For instance, as the coronavirus raged in February, boutique-hotel booking service Mr & Mrs Smith released its report on Modern Love: Exploring The Future Of Romantic Travel that portrayed singles and self-romance in ascendance.
Hotels have been on trend, crafting experiences that give solo globetrotters equal standing with couples.
Imagination - and also relentless work - is a calling card of a competitive travel industry that has invented anything from budget airlines to near-space flights, from Antarctica cruises to a Filipino jungle trek in the footsteps of a Japanese soldier who refused to surrender after World War II.
We can expect the travel industry to rise again, and to transform in an altered post-Covid-19 landscape. Already, green shoots and fresh ideas are popping up.
Adara, a leading provider of travel intelligence, reports promising signs of a rebound in flights within China and to China from international origins.
As Chinese travellers go, so goes the world. This is certainly the case for Singapore, where the Chinese make up 20 per cent of tourist arrivals.
On April 2, global online travel company Skyscanner reported that 60 per cent of its travellers are optimistic that they will be able to travel internationally later this year, of which half are "very optimistic".
In this light, Skyscanner is asking travellers to remain hopeful and share stories of where they will go and who they will visit using #WeWill on social media.
Investors in the travel game are also looking for opportunities, according to venture capital firm Ennea Capital Partners in a March 30 note published by Phocuswright, an authoritative travel industry research firm.
"They have dry powder at hand, which they have been mandated by their Limited Partners to invest,'' the report pointed out.
"Investors will need to re-engage in the investment game at a not-too-distant point in the future, especially as the current crises will give rise to new market opportunities."
With a reset of the market, the way we travel will change. Now that livestreaming is integral to life, we may rethink the concept of space in travel.
Cocooned at home, we livestream the northern lights, stroll in Monaco or join a wellness class in Bhutan. I was once enraptured by a Kilimanjaro trek on YouTube - all 45 poetic minutes of it - and still replay its changing terrain in my mind.
The other day, I read in National Geographic: "Virtual reality may even expand travel opportunities in years to come, as researchers focus their work on experiences that are expensive, dangerous, rare, or even impossible in the real world.
"Bucket-list items such as whale-watching or seeing the Sistine Chapel could become accessible to everyone - with all the thrills but very few of the environmental impacts."
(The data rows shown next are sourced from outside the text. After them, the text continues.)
PR #4785, opened 2023-04-03
Add blob sidecar gossip validation

henridf:
In this PR, blob sidecars are validated but not yet sent further up the stack.

### DIFF
--- a/beacon_chain/gossip_processing/eth2_processor.nim
+++ b/beacon_chain/gossip_processing/eth2_processor.nim
@@ -288,8 +288,6 @@ proc processSignedBlobSidecar*(
 
   v
 
-
-
 proc setupDoppelgangerDetection*(self: var Eth2Processor, slot: Slot) =
   # When another client's already running, this is very likely to detect
   # potential duplicate validators, which can trigger slashing.
--- a/beacon_chain/gossip_processing/eth2_processor.nim
+++ b/beacon_chain/gossip_processing/eth2_processor.nim
@@ -41,6 +41,10 @@ declareCounter beacon_blocks_received,
   "Number of valid blocks processed by this node"
 declareCounter beacon_blocks_dropped,
   "Number of invalid blocks dropped by this node", labels = ["reason"]
+declareCounter blob_sidecars_received,
+  "Number of valid blobs processed by this node"
+declareCounter blob_sidecars_dropped,
+  "Number of invalid blobs dropped by this node", labels = ["reason"]
 declareCounter beacon_attester_slashings_received,
   "Number of valid attester slashings processed by this node"
 declareCounter beacon_attester_slashings_dropped,
@@ -84,6 +88,9 @@ declareHistogram beacon_aggregate_delay,
 
 declareHistogram beacon_block_delay,
   "Time(s) between slot start and beacon block reception", buckets = delayBuckets
+
+declareHistogram blob_sidecar_delay,
+  "Time(s) between slot start and blob sidecar reception", buckets = delayBuckets
 
 type
   DoppelgangerProtection = object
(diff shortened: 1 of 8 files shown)


beacon_chain/gossip_processing/eth2_processor.nim
```diff
@@ -246,6 +253,43 @@ proc processSignedBeaconBlock*(
...
+
+    blob_sidecars_received.inc()
+    blob_sidecar_delay.observe(delay.toFloatSeconds())
+  else:
+    debug "Dropping blob", error = v.error()
+
+    blob_sidecars_dropped.inc(1, [$v.error[0]])
+
+  v
+
```
tersec, line 290: extra newlines

beacon_chain/nimbus_beacon_node.nim
```diff
@@ -1478,6 +1478,13 @@ proc installMessageValidators(node: BeaconNode) =
           toValidationResult(node.processor[].processSignedBeaconBlock(
             MsgSource.gossip, signedBlock)))
 
+    for i in 1..MAX_BLOBS_PER_BLOCK:
+      node.network.addValidator(
+        getBlobSidecarTopic(forkDigests.deneb, i),
+        proc (signedBlobSidecar: deneb.SignedBlobSidecar): ValidationResult =
+            toValidationResult(node.processor[].processSignedBlobSidecar(
+              MsgSource.gossip, signedBlobSidecar, i)))
```
tersec: This will always call `processSignedBlobSidecar` with `i` being `MAX_BLOBS_PER_BLOCK` because of how closures capture variables in Nim.

```nim
var vals1: seq[proc() {.gcsafe.}]
var vals2: seq[proc() {.gcsafe.}]
var vals3: seq[proc() {.gcsafe.}]

proc fakeAddValidator(s: var auto, x: auto) =
  s.add x

for i in 1..10:
  vals1.fakeAddValidator(
    proc() = echo i)

echo "Without closureScope"

for closure in vals1:
  closure()  # always prints 10

for i in 1..10:
  closureScope:
    vals2.fakeAddValidator(
      proc() = echo i)

echo "With closureScope but no variable reassignment within closureScope"

for closure in vals2:
  closure()  # still always prints 10

for i in 1..10:
  closureScope:
    let closureCaptured = i   # inside closureScope
    vals3.fakeAddValidator(
      proc() = echo closureCaptured)

# This has finally captured the loop index in a variable per iteration

for closure in vals3:
  closure()  # now it prints 1 .. 10
```

https://github.com/status-im/nimbus-eth2/blob/6a0a5c03ed0531f9fe9fc906a5839acc73693033/beacon_chain/nimbus_beacon_node.nim#L924-L927
https://github.com/status-im/nimbus-eth2/blob/6a0a5c03ed0531f9fe9fc906a5839acc73693033/beacon_chain/nimbus_beacon_node.nim#L1389-L1399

It sounds like a better world already.
I am also fascinated about the pumas that wandered into the locked-down Chilean capital of Santiago.
On a previous trip to remote Patagonia, I looked in vain for elusive pumas hiding in the golden tufts of grass that my horse was passing.
But now the big cats are urban explorers in a Covid-19-transformed world that will still be wondrous after the pandemic is vanquished.